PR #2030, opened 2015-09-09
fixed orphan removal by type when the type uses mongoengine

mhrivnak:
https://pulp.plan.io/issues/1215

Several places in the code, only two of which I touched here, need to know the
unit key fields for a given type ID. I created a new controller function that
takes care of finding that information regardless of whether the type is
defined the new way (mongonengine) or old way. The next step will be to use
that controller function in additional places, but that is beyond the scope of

Assigned task:
Transcribe the data above verbatim.

Written reply:
PR #2030, opened 2015-09-09
fixed orphan removal by type when the type uses mongoengine

mhrivnak:
https://pulp.plan.io/issues/1215

Several places in the code, only two of which I touched here, need to know the
unit key fields for a given type ID. I created a new controller function that
takes care of finding that information regardless of whether the type is
defined the new way (mongonengine) or old way. The next step will be to use
that controller function in additional places, but that is beyond the scope of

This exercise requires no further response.